Estava
ele exercendo suas habilidades na feira de Água dos Meninos, ao
baralho. Ao fazê-lo com tanta simplicidade, concorria para a alegria
espiritual de alguns choferes de marinete e caminhão, colaborava na
educação de dois molecotes que iniciavam seu aprendizado prático
da vida e ajudavam uns quantos feirantes a gastar os lucros obtidos
nas vendas do dia. Realizava assim obra das mais louváveis. Não se
explica, por consequência, que um dos feirantes não parecesse
entusiasta de seu virtuosismo ao bancar, rosnando entre dentes que
tanta sorte fedia a bandalheira. Cabo Martim levantou para o
apressado crítico seus olhos de azul inocência, ofereceu-lhe o
baralho para que ele bancasse, se quisesse e para tanto possuísse a
necessária competência. Quanto a ele, cabo Martim, preferia apostar
contra a banca, quebrá-la rapidamente, reduzir o banqueiro à mais
negra miséria. E não admitia insinuações sobre sua honestidade.
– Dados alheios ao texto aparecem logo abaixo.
PR #1227, opened 2015-11-06
Improve test runner to allow few more things when running in manual s…

ctomc:
…erver mode

- allows us to not use arquillian in manual tests in full.
- adds support for deploy/undeploy operations on container.
- adds reload() method on server

### DIFF
--- a/testsuite/manualmode/src/test/java/org/jboss/as/test/manualmode/management/cli/ReloadOpsTestCase.java
+++ b/testsuite/manualmode/src/test/java/org/jboss/as/test/manualmode/management/cli/ReloadOpsTestCase.java
@@ -21,39 +21,28 @@
  */
 package org.jboss.as.test.manualmode.management.cli;
 
+import java.util.Map;
+import javax.inject.Inject;
+
+import org.jboss.as.cli.CommandContext;
+import org.jboss.as.controller.descriptions.ModelDescriptionConstants;
+import org.jboss.as.test.integration.management.base.AbstractCliTestBase;
+import org.jboss.as.test.integration.management.util.CLIOpResult;
+import org.jboss.as.test.integration.management.util.CLITestUtil;
+import org.junit.AfterClass;
+import org.junit.BeforeClass;
+import org.junit.Test;
+import org.junit.runner.RunWith;
+import org.wildfly.core.testrunner.ServerControl;
+import org.wildfly.core.testrunner.ServerController;
+import org.wildfly.core.testrunner.WildflyTestRunner;
+
 import static org.hamcrest.CoreMatchers.is;
-import static org.jboss.as.controller.descriptions.ModelDescriptionConstants.NAME;
-import static org.jboss.as.controller.descriptions.ModelDescriptionConstants.OP;
-import static org.jboss.as.controller.descriptions.ModelDescriptionConstants.OP_ADDR;
-import static org.jboss.as.controller.descriptions.ModelDescriptionConstants.READ_ATTRIBUTE_OPERATION;
-import static org.jboss.as.controller.descriptions.ModelDescriptionConstants.RESULT;
 import static org.junit.Assert.assertEquals;
 import static org.junit.Assert.assertNotNull;
 import static org.junit.Assert.assertNull;
 import static org.junit.Assert.assertThat;
 import static org.junit.Assert.assertTrue;
-import static org.junit.Assert.fail;
-
-import java.io.IOException;
-import java.util.Map;
-import javax.inject.Inject;
-
-import org.jboss.as.cli.CommandContext;
-import org.jboss.as.controller.client.ModelControllerClient;
-import org.jboss.as.controller.descriptions.ModelDescriptionConstants;
-import org.jboss.as.test.integration.management.base.AbstractCliTestBase;
-import org.jboss.as.test.integration.management.util.CLIOpResult;
-import org.jboss.as.test.integration.management.util.CLITestUtil;
-import org.jboss.dmr.ModelNode;
-import org.junit.AfterClass;
-import org.junit.BeforeClass;
-import org.junit.Test;
-import org.junit.runner.RunWith;
-import org.wildfly.core.testrunner.ManagementClient;
-import org.wildfly.core.testrunner.ServerControl;
-import org.wildfly.core.testrunner.ServerController;
-import org.wildfly.core.testrunner.WildflyTestRunner;
-import org.xnio.IoUtils;
 
 /**
  * @author <a href="mailto:ehugonne@redhat.com">Emmanuel Hugonnet</a>  (c) 2013 Red Hat, inc.
@@ -62,7 +51,7 @@ import org.xnio.IoUtils;
 @ServerControl(manual = true)
 public class ReloadOpsTestCase extends AbstractCliTestBase {
 
-    private static final long TIMEOUT = 10_000L;
+    private static final int TIMEOUT = 10_000;
 
     @Inject
     private static ServerController container;
@@ -81,7 +70,6 @@ public class ReloadOpsTestCase extends AbstractCliTestBase {
 
     @Test
     public void testWriteAttribvuteWithReload() throws Exception {
-        ManagementClient managementClient = container.getClient();
         cli.sendLine("/subsystem=logging:read-attribute(name=add-logging-api-dependencies)");
         CLIOpResult result = cli.readAllAsOpResult();
         assertTrue(result.isIsOutcomeSuccess());
@@ -91,7 +79,7 @@ public class ReloadOpsTestCase extends AbstractCliTestBase {
         result = cli.readAllAsOpResult();
         assertTrue(result.isIsOutcomeSuccess());
         checkResponseHeadersForProcessState(result);
-        reloadServer(TIMEOUT);
+        executeReload();
         cli.sendLine("/subsystem=logging:read-attribute(name=add-logging-api-dependencies)");
         result = cli.readAllAsOpResult();
         assertTrue(result.isIsOutcomeSuccess());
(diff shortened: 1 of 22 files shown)


jamezp:
I haven't looked this over yet, but the
> allows us to not use arquillian in manual tests in full.
Full is the only way Arquillian gets tested against the running container. If we stop using ARQ for full tests, then parts of ARQ might not get tested on the current container.

ctomc:
@jamezp that is only for manual mode tests where we are actually abusing arquillian for what we are doing and as result it is not as optimal as it should be.
All other testsuites still use and will continue to use ARQ

jamezp:
How are we abusing it? AFAIK you should be able to manually stop/start the container with ARQ and I think that's all we're doing in the manual mode tests right?

ctomc:
yes we are doing it *also* in manual mode tests but not exclusively.
Abusing as in we are testing stuff with it that was not meant to be used in this way.
For example not using any deployment at all just some dummy one so arquillian is happy.
But it is not really needed when we are testing for example something in the model and if it properly applied to runtime, which are lots test in manual mode.

In any case, this doesn't require us to use one or another, but just enables us to be able to use one that is more appropriate for certain scenarios.
for example what is possible see https://github.com/ctomc/wildfly/commit/2af95a1d7578390011b04081f794c95e4ce66808
which already uses new runner

testsuite/manualmode/src/test/java/org/jboss/as/test/manualmode/management/cli/ReloadOpsTestCase.java
```diff
@@ -91,7 +77,7 @@ public void testWriteAttribvuteWithReload() throws Exception {
         result = cli.readAllAsOpResult();
         assertTrue(result.isIsOutcomeSuccess());
         checkResponseHeadersForProcessState(result);
-        reloadServer(TIMEOUT);
+        container.reload(TIMEOUT);
```
bstansberry: Since this is a CLI test, it seems better to let the CLI do the reload.

testsuite/manualmode/src/test/java/org/jboss/as/test/manualmode/management/cli/ReloadOpsTestCase.java
```diff
@@ -108,55 +94,13 @@ public void testWriteAttribvuteWithReload() throws Exception {
         assertThat(value, is("false"));
     }
 
-    private void reloadServer(long timeout) throws Exception {
-        executeReload();
-        waitForLiveServerToReload(timeout);
```
bstansberry: This waitForLiveServerToReload stuff shouldn't be needed. The executeReload method uses the high level CLI reload command, and that should already be waiting.

testsuite/test-runner/src/main/java/org/wildfly/core/testrunner/Server.java
```diff
@@ -221,6 +256,66 @@ private void safeCloseClient() {
...
 
     /**
+     * Reload current server
+     * This method makes sure client on server is still operational after reload is done.
+     * @param adminOnly tells server to boot in admin only mode or normal
+     * @param timeout time in miliseconds to wait for server to come back after reload
+     */
+    public void reload(boolean adminOnly,int timeout){
+        executeReload(adminOnly);
+        waitForLiveServerToReload(timeout); //30 seconds
```
bstansberry: Use org.jboss.as.test.integration.management.util.ServerReload, which has been ported from full to core.

testsuite/test-runner/src/main/java/org/wildfly/core/testrunner/Server.java
```diff
@@ -221,6 +256,66 @@ private void safeCloseClient() {
...
+            safeCloseClient();//close existing client
+        }
+    }
+
+    private void recreateClient(){
+        safeCloseClient();
+        client = createClient();
+    }
+
+    protected void waitForLiveServerToReload(int timeout) {
```
bstansberry: Use org.jboss.as.test.integration.management.util.ServerReload, which has been ported from full to core.

testsuite/test-runner/src/main/java/org/wildfly/core/testrunner/Server.java
ctomc: It wasn't there at time of initial writing of this code :-) 
But in any case this wouldn't work as this is test runner that has no dependencies to shared testsuite. If anything ServerReload in testsuite should depend on test runner's code.

Also most of tests in core should only use test runner and its classes for reload capabilities, instead of relying on yet another utility class for this.

testsuite/test-runner/src/main/java/org/wildfly/core/testrunner/Server.java
ctomc: This two methods are bit different in its implementation, code in ServerReload#waitForLiveServerToReload is leaking ModelControllerClient(s) as they are not properly closed on recreating new client. I had quite some issues with this code(started from what is in ServerReload) when I was testing/looking into reload issue we had few months back. 
In short I trust this implementation better.

testsuite/manualmode/src/test/java/org/jboss/as/test/manualmode/management/cli/ReloadOpsTestCase.java
ctomc: I removed this as it was unifying the code, but yeah it does make sense to use the CLI for this.

testsuite/manualmode/src/test/java/org/jboss/as/test/manualmode/management/cli/ReloadOpsTestCase.java
ctomc: There (w)are lots of similar problems all around our tests, not sure when this was initially introduces, but I agree it shouldn't be needed.

testsuite/manualmode/src/test/java/org/jboss/as/test/manualmode/management/cli/ReloadOpsTestCase.java
ctomc: Just remembered why I did this, the original code for cli reload does
final CommandContext ctx = CLITestUtil.getCommandContext();
which creates new network connection to http-remoting port. and than executes reload.

The replacement code uses already open client and reuses that. 
So in short it speeds up the test.

testsuite/standalone/src/test/java/org/jboss/as/test/integration/management/cli/GenericCommandTestCase.java
```diff
@@ -29,16 +29,13 @@
...
-import org.junit.runner.RunWith;
 import org.wildfly.core.testrunner.ServerSetup;
-import org.wildfly.core.testrunner.WildflyTestRunner;
 
 /**
  * Test generic command features of CLI.
  * @author Dominik Pospisil <dpospisi@redhat.com>
  */
 @ServerSetup(ServerReload.SetupTask.class)
-@RunWith(WildflyTestRunner.class)
```
bstansberry: Did the wrong line get removed here? In GlobalOpsTestCase you removed the ServerReloadSetupTask and added a CLI command call, but here you left the setup task, which would be redundant.

ctomc: yes, you are right, good eye.

bstansberry:
@ctomc This has a checkstyle problem:


[18:16:11][org.wildfly.core:wildfly-core-testsuite-standalone] /opt/buildAgent/work/1780c164c3686efd/core/testsuite/standalone/src/test/java/org/jboss/as/test/integration/management/cli/GenericCommandTestCase.java:28:8: Unused import - org.jboss.as.test.integration.management.util.ServerReload.
[18:16:11][org.wildfly.core:wildfly-core-testsuite-standalone] /opt/buildAgent/work/1780c164c3686efd/core/testsuite/standalone/src/test/java/org/jboss/as/test/integration/management/cli/GenericCommandTestCase.java:33:8: Unused import - org.wildfly.core.testrunner.ServerSetup.
[18:16:11][org.wildfly.core:wildfly-core-testsuite-standalone] Audit done.
[18:16:11][org.wildfly.core:wildfly-core-testsuite-standalone] Failed to execute goal org.apache.maven.plugins:maven-checkstyle-plugin:2.17:checkstyle (check-style) on project wildfly-core-testsuite-standalone: An error has occurred in Checkstyle report generation.

ctomc:
@bstansberry sorry about that, it is fixed now.

bstansberry:
Testing this on master-ignore, BasicOperationsUnitTestCase failed:

https://ci.wildfly.org/viewLog.html?buildId=14679&buildTypeId=WildFlyCore_MasterIgnoreLinux&tab=buildLog

Failed because the client the test uses was closed. 

The log shows the failed test ran right after ReloadWithConfigTestCase, which is updated in this PR.

ctomc:
this is strange, I cannot reproduce this locally on all JDKs I have installed, also PR job passed. weird.

bstansberry:
Since it's doesn't repeatedly fail, look carefully at concurrency related to accessing the client (i.e. callers always get the current one.)

ctomc:
@bstansberry it should be fixed now. it is a interesting case of when we are using

```
@Inject
private static ManagementClient managementClient;
```
in case that filed is static, it gets injected when surefire/junit is creating the test which can happen at start of test run of many test, so when it is static, it gets injected at beginning of test run, but if one of the tests in whole run does .reload() it invalidates the currently injected client which is no longer working.
Just changing field to non-static makes it get injected just before the tests are run, instead of on creation of test. Which makes the problem goes away as the injected client is valid for current running state.

Just heads up if we see similar problem elsewhere.

luck3y:
I ran into this using:
$ mvn test -Dtest=ReloadWithConfigTestCase,DescribeOperationUnitTestCase

On a clean checkout of master, the tests executed in the order: DescribeOperationUnitTestCase, ReloadWithConfigTestCase and passed.

In my own branch, they would always execute in the order ReloadWithConfigTestCase, DescribeOperationUnitTestCase and fail. (I didn't change the tests or order at all.).

ctomc:
@luck3y you are right, problem is the same as before but for different test.
I've changed the @inject logic that does injection that should make sure always correct client is injected and this problem shouldn't occur even for static fields anymore

ctomc:
fixed version of PR https://github.com/wildfly/wildfly-core/pull/1528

Como antigo militar, era particularmente sensível a qualquer
murmúrio que envolvesse dúvidas sobre sua honradez. Tão sensível
que a uma nova provocação seria obrigado a quebrar a cara de
alguém. Cresceu o entusiasmo dos rapazolas, os choferes esfregaram
as mãos, excitados. Nada mais deleitável do que uma boa briga,
assim gratuita e inesperada. Nesse momento, quando tudo podia se
passar, surgiram Curió e Negro Pastinha carregando a notícia
trágica e a garrafa de cachaça com um restinho no fundo. Ainda de
longe gritaram para o Cabo:
–
Morreu! Morreu!
Cabo
Martim fitou-os com olho competente, demorando-se na garrafa em
cálculos precisos, comentou para a roda:
–
Aconteceu alguma coisa importante para
eles já terem bebido uma garrafa. Ou bem Negro Pastinha ganhou no
bicho ou Curió ficou noivo.
Porque
sendo Curió um incurável romântico, noivava frequentemente, vítima
de paixões fulminantes. Cada noivado era devidamente comemorado, com
alegria ao iniciar-se, com tristeza e filosofia ao encerrar-se, pouco
tempo depois.
–
Alguém morreu... – disse um chofer.
Cabo
Martim estende o ouvido.
–
Morreu! Morreu!
Vinham
os dois curvados ao peso da notícia. Das Sete Portas à Água dos
Meninos, passando pela rampa dos saveiros e pela casa de Carmela,
haviam dado a triste nova a muita gente. Por que cada um, ao saber do
passamento de Quincas, logo destampava uma garrafa?
Não
era culpa deles, arautos da dor e do luto, se havia tanta gente pelo
caminho, se Quincas tinha tantos conhecidos e amigos.
Naquele
dia começou-se a beber na cidade da Bahia muito antes da hora
habitual. Não era para menos, não é todos os dias que morre um
Quincas Berro Dágua.
Cabo
Martim, esquecido da briga, o baralho suspenso na mão, observava-os
cada vez mais curioso. Estavam chorando, já não tinha dúvidas. A
voz do Negro Pastinha chegava estrangulada:
–
Morreu o pai da gente...
– Jesus
Cristo ou o governador? – perguntou um dos molecotes com vocação
de piadista. A mão do negro o suspendeu no ar, atirou-o no chão.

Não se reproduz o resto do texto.